Author Response File: Author Response.pdf

Reviewer 3 Report

The authors addressed all the comments effectively 

Author Response

We sincerely thank you for your review of the manuscript. The manuscript has been improved following your comments and suggestions.

Reviewer 4 Report

The authors have considered all my recommendations

Author Response

We sincerely thank you for your review of the manuscript. The manuscript has been improved following your comments and suggestions.

Round 3

Reviewer 2 Report

Please fix spacing in line 144. Why figure 6 was discussed before figure 5? Also, figure 5 is too far from where it was cited. 
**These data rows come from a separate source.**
Issue #40, opened 2018-05-22
New endpoint to get the complete DB schema


carlosms:
Context: https://github.com/src-d/gitbase-playground/pull/35#discussion_r189810958

quoting @bzz:

> Instead for 
>  - API call `/tables`
>  - then, for each table call `DESCRIBE TABLE` from the frontend
> 
> We should have
>  - API call to `/tables`, so that the backend returns all this information in a single call
> 
> on top of per improvements (less HTTP calls), one of the purposes of having separate API endpoint on the backend was to abstract the details of how meta-information (schema) is collected.
> 
> Current approach, for a case if it is not a `DESCRIBE TABLE` - would require us to change both, backend and frontend. The one suggested above would requite only the backend change.

PR #55, opened 2018-05-23
tables endpoint should return complete schema

smacker:
Fix: #40

actually, the title of the issue and description are different. I implemented it according to the description.

### DIFF
--- a/server/handler/tables.go
+++ b/server/handler/tables.go
@@ -2,18 +2,58 @@ package handler
 
 import (
 	"net/http"
-	"strings"
 
 	"github.com/src-d/gitbase-playground/server/serializer"
 	"github.com/src-d/gitbase-playground/server/service"
 )
 
-// Tables returns a function that calls /query with the SQL "SHOW TABLES"
+// Tables returns DB schema
 func Tables(db service.SQLDB) RequestProcessFunc {
-	return func(r *http.Request) (*serializer.Response, error) {
-		req, _ := http.NewRequest("POST", "/query",
-			strings.NewReader(`{ "query": "SHOW TABLES" }`))
+	return func(r *http.Request) (res *serializer.Response, err error) {
+		rows, err := db.Query("SHOW TABLES")
+		if err != nil {
+			return nil, err
+		}
 
-		return Query(db)(req)
+		tables := make(map[string][]serializer.Column)
+
+		for rows.Next() {
+			var table string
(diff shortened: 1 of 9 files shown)


server/handler/tables.go
```diff
@@ -2,18 +2,58 @@ package handler
...
 import (
 	"net/http"
-	"strings"
 
 	"github.com/src-d/gitbase-playground/server/serializer"
 	"github.com/src-d/gitbase-playground/server/service"
 )
 
-// Tables returns a function that calls /query with the SQL "SHOW TABLES"
+// Tables returns DB schema
```
dpordomingo: If `Tables()` returns a `DB schema`, why not call the function `Schema` or something more meaningful?

server/handler/tables.go
```diff
@@ -2,18 +2,58 @@ package handler
...
 func Tables(db service.SQLDB) RequestProcessFunc {
-	return func(r *http.Request) (*serializer.Response, error) {
-		req, _ := http.NewRequest("POST", "/query",
-			strings.NewReader(`{ "query": "SHOW TABLES" }`))
+	return func(r *http.Request) (res *serializer.Response, err error) {
```
dpordomingo: I'd move this logic somewhere and I'd test it.
simple test cases, nothing complex:
- database with a couple of tables with a couple of cols,
- an empty database,
- an error,

server/handler/tables.go
smacker: PR is implemented according to the issue description. I think it's better to keep handler names and names of endpoints consistent.

server/handler/tables.go
smacker: we don't have such infrastructure for tests. And implementing it is definitely out of the scope of this PR.

server/handler/tables.go
smacker: yep. No problem with renaming if we want to change the endpoint name too!

carlosms: The initial design doc defined `/tables` to return only the tables, now that we have added more complete functionality I'm ok with renaming everything to `/schema`. @smacker go ahead if you feel it fits in this PR, otherwise we can consider this rename in a future PR.

carlosms:
Forgot to mention, `rest-api.md` should be updated.

smacker:
I renamed endpoint & updated docs.

Issue #42, opened 2018-05-23
Add export button


carlosms:
Instead of RUN the user will be able to click on EXPORT to download a file.
In this case the query will not automatically have the imposed `limit`.

The file format was not specified, will probably be csv.

PR #56, opened 2018-05-24
Add Export: backend and frontend

smacker:
Based on #55

Fix: #42 

screen shot 2018-05-24 at 15 39 25

The button opens new tab and endpoint streams csv to response.

### DIFF
--- a/server/handler/export.go
+++ b/server/handler/export.go
@@ -20,7 +20,7 @@ func Export(db service.SQLDB) http.HandlerFunc {
 			query := r.URL.Query().Get("query")
 			if query == "" {
 				return serializer.NewHTTPError(http.StatusBadRequest,
-					`Bad Request. Expected body: { "query": "SQL statement" }`)
+					`Bad Request. Query can't be empty.`)
 			}
 
 			rows, err := db.Query(query)
--- a/server/handler/export.go
+++ b/server/handler/export.go
@@ -1,0 +1,104 @@
+package handler
+
+import (
+	"database/sql"
+	"encoding/csv"
+	"net/http"
+	"strconv"
+
+	"github.com/go-sql-driver/mysql"
+	"github.com/src-d/gitbase-playground/server/serializer"
+	"github.com/src-d/gitbase-playground/server/service"
+)
+
+// Export returns a function that forwards an SQL query to gitbase and returns
+// the rows as CSV file
+func Export(db service.SQLDB) http.HandlerFunc {
+	return func(w http.ResponseWriter, r *http.Request) {
+		err := func(w http.ResponseWriter, r *http.Request) error {
+			query := r.URL.Query().Get("query")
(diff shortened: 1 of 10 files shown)


server/handler/export.go
```diff
@@ -0,0 +1,104 @@
...
+func Export(db service.SQLDB) http.HandlerFunc {
+	return func(w http.ResponseWriter, r *http.Request) {
+		err := func(w http.ResponseWriter, r *http.Request) error {
+			query := r.URL.Query().Get("query")
+			if query == "" {
+				return serializer.NewHTTPError(http.StatusBadRequest,
+					`Bad Request. Expected body: { "query": "SQL statement" }`)
+			}
+
+			rows, err := db.Query(query)
```
dpordomingo: `handler.Query()` and `handler.Export()` methods are almost the same... could not we abstract the common parts?

server/handler/export.go
```diff
@@ -0,0 +1,104 @@
...
+							b, err := sqlVal.Time.MarshalText()
+							if err != nil {
+								return err
+							}
+							record[i] = string(b)
+						}
+					case *sql.NullInt64:
+						sqlVal, _ := val.(*sql.NullInt64)
+						if sqlVal.Valid {
+							record[i] = strconv.FormatInt(sqlVal.Int64, 10)
```
dpordomingo: for example, why is this implementation different compared to [the other one in `handler.Query()`](https://github.com/src-d/gitbase-playground/blob/5967d42c9a4c206088d2be593ada537809a13dfc/server/handler/query.go#L111)?

server/handler/export.go
smacker: they are not that much the same. Most of the code of both handlers is switch block. But for `query` we return the original type (int, bool, ... in json) and for `export` we have to transform everything to string.
It's possible to "reuse" code. But then it would convert sql result to correct types -> correct types to string. 2 huge switch blocks instead of 1.

dpordomingo: fair enough

dpordomingo: fair enough

smacker: though we might create service for querying DB later. Then we can move this logic there.

server/handler/export.go
```diff
@@ -0,0 +1,104 @@
...
+						}
+					case *sql.NullString:
+						sqlVal, _ := val.(*sql.NullString)
+						if sqlVal.Valid {
+							record[i] = sqlVal.String
+						}
+					case *[]byte:
+						record[i] = string(*v)
```
carlosms: Why did you choose to not unmarshal UAST responses here?

carlosms:
Forgot to mention, `rest-api.md` should be updated.

smacker:
- Fixed proxy in dev env
- Updated docs
- Added transformation uast to json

Otherwise, the revision was satisfactory. Please carefully proofread the final version.

Author Response

We thank the reviewer for the careful reading.

We have modified the spacing issue. We have adjusted the position of Figures 5 and 6. Also, adjusting the Figure position closer to the cited position.

We sincerely thank you for your review of the manuscript. The manuscript has been improved following your comments and suggestions.